Collected data entries
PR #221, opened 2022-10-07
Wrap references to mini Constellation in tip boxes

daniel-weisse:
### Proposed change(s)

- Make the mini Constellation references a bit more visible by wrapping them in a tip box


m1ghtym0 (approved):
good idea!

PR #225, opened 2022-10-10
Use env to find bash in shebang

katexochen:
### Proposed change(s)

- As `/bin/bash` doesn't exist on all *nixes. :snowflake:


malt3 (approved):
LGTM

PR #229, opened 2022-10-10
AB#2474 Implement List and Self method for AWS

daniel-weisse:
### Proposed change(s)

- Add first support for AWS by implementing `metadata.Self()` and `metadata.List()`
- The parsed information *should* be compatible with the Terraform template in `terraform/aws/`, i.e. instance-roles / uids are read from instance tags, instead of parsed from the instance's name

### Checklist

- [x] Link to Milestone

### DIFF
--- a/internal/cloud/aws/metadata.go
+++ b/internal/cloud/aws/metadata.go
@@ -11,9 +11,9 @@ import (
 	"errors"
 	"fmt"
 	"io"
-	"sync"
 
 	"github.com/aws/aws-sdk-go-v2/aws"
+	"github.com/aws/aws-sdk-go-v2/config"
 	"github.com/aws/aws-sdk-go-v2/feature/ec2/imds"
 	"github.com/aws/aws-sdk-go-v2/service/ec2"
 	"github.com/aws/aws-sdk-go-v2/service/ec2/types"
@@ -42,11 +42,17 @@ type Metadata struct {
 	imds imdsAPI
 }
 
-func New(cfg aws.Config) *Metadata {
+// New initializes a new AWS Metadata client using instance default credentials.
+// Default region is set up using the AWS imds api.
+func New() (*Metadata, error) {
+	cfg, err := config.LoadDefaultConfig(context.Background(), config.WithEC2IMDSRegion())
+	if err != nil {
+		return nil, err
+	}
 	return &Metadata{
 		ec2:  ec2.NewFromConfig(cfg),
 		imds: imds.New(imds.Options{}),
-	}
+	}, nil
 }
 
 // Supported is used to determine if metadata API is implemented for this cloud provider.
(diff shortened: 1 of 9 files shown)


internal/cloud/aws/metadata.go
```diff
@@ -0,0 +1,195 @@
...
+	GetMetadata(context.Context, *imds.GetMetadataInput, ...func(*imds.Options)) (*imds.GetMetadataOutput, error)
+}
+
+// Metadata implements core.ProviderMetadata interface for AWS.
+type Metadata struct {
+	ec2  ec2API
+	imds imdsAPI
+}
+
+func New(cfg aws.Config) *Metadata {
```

### [Task instructions]
Search the data above for lines holding "mini" and copy each of them.

### [Answer to the exercise]
Wrap references to mini Constellation in tip boxes
- Make the mini Constellation references a bit more visible by wrapping them in a tip box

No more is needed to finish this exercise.